Ski Butternut, also known as Butternut Basin, is a ski resort in Great Barrington, Massachusetts, US, on Warner Mountain in The Berkshires.

Channing and Jane Murdock took control of the area in 1963, naming the area Butternut Basin after the large groves of butternut trees in the basin of the mountain. The Kennedys, family friends of the Murdocks, visited Butternut. The Murdocks' son Jeffrey took over the resort in 1994.

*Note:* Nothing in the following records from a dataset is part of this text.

PR #3523, opened 2026-05-21
`spin new -E`: update unversioned environments if not recent

itowlson:
The `spin new -E` feature assumed that environments were immutable - that a new environment could get a new version.  This is true for self-host platforms such as the CLI and SpinKube.  However, for hosted environments it leads to a weird UI.  Let us return to Bob's Discount Cloud, the premier bargain-basement Spin host.  At any give time, BDC supports a specific environment.  But the current thing requires users to pick a version. At first Bob tells them to write `spin new -E bdc@1`, which is a bit weird but uh okay; but then later Bob must raze all those docs from the Internet and get them to write `spin new -E bdc@2`, instead.  Really Bob wants users to be able to write `spin up -E bdc` and get whatever is current in his Discount Cloud.

We could tackle this by forcing an update of the environments repo on every `get`.  However, this introduces a delay.  If you're on airplane wifi, that could be quite a loooooooooong delay.

This PR proposes to track the recency of the catalogue snapshot, and to update it only if 1. the env being referenced is unversioned; _and_ 2. the snapshot is older than 1 hour.  In addition, such updates will be timed out after 2 seconds to avoid slow networks making them painful.

This hopefully minimises user annoyance; and hopefully Bob's updates will not usually be time-sensitive to the hour (if they are, Bob will have to ask users to purge their envs cache, or to `spin new -E some-fake-env` to force a fetch: we can look at adding commands for this if need be).

(And... I realised while working on this that `spin new` currently always does a git fetch anyway, to force-install templates from the referenced repo.  So maybe this was a pointless optimisation.  But I'd like to fix that soon, so I'm not going to bother backing it out...)

Tested by pointing a build at a fork of the environments repo, dialling the recency timeout down to a few minutes, and logging when pulls did and didn't happen (as well as verifying that changes were reflected in the `spin new` UI).

### DIFF
--- a/crates/environments/src/environment/catalogue.rs
+++ b/crates/environments/src/environment/catalogue.rs
@@ -1,3 +1,5 @@
+use std::time::{Duration, SystemTime};
+
 const SPIN_ENV_REPO: &str = "https://github.com/spinframework/spin-environments";
 const ENVS_DIR_IN_REPO: &str = "envs";
 
@@ -7,6 +9,8 @@ pub struct Catalogue {
 }
 
 static CATALOGUE_UPDATE_LOCK: std::sync::Mutex<()> = std::sync::Mutex::new(());
+const JUST_IN_TIME_UPDATE_TIMEOUT: Duration = Duration::from_secs(2);
+const RECENCY_WINDOW: Duration = Duration::from_hours(1);
 
 impl Catalogue {
     pub fn try_default() -> anyhow::Result<Self> {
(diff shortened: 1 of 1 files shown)


crates/environments/src/environment/catalogue.rs
```diff
@@ -100,6 +171,10 @@ fn sans_version(id: &str) -> &str {
     }
 }
 
+fn is_unversioned(id: &str) -> bool {
```
kate-goldenring, line 172: We should update the readme of `spin-environments` to specify that versioning is not needed.

crates/environments/src/environment/catalogue.rs
```diff
@@ -17,29 +21,96 @@ impl Catalogue {
...
+
     pub async fn update(&self) -> anyhow::Result<()> {
         // We don't want two git pulls running concurrently
         let _guard = CATALOGUE_UPDATE_LOCK.lock();
 
         let url = Url::parse(SPIN_ENV_REPO)?;
         let git_source = GitSource::new(&url, None, &self.git_root);
         if self.git_root.exists() {
-            git_source.pull().await
+            git_source.pull().await.unwrap();
```
kate-goldenring: Why are we unwrapping here? This could panic on a network error
```suggestion
            git_source.pull().await?;
```

crates/environments/src/environment/catalogue.rs
```diff
@@ -17,29 +21,96 @@ impl Catalogue {
...
+
     fn new(git_root: PathBuf) -> Self {
         Self {
             git_root: git_root.clone(),
             envs_root: git_root.join(ENVS_DIR_IN_REPO),
         }
     }
 
+    /// Updates if we have not updated recently, ignoring
+    /// failures. The scenario here is unverioned environments,
```
kate-goldenring: nit
```suggestion
    /// failures. The scenario here is unversioned environments,
```

kate-goldenring (commented):
just the `unwrap` handling and then LGTM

The mountain has 22 trails, ten ski lifts including five quad lifts, two terrain parks, an area for tubing in winter, and a PSIA-affiliated ski school. In the off-season, the mountain hosts a number of summer concerts and festivals, including the annual Berkshires Arts Festival.

== Lifts ==

=== Main Lifts ===

| Name | Type | Make | Built |
| Top Flight | Quad | Garventa-CTEC | 1993 |
| Highline | Quad | 1994 |
| Cruiser | Quad | 2005 |
| Jane's | Quad | Skytrac | 2026 |
| Paddy's | Quad | CARLEVARO-SAVIO | 1969 |

== 1995 Tornado ==
During the 1995 Great Barrington Tornado, Ski Butternut sustained extensive damages to ski lifts and trails. The tornado caused a total of $2 million in damages, affecting 18 trails, and 5 lifts.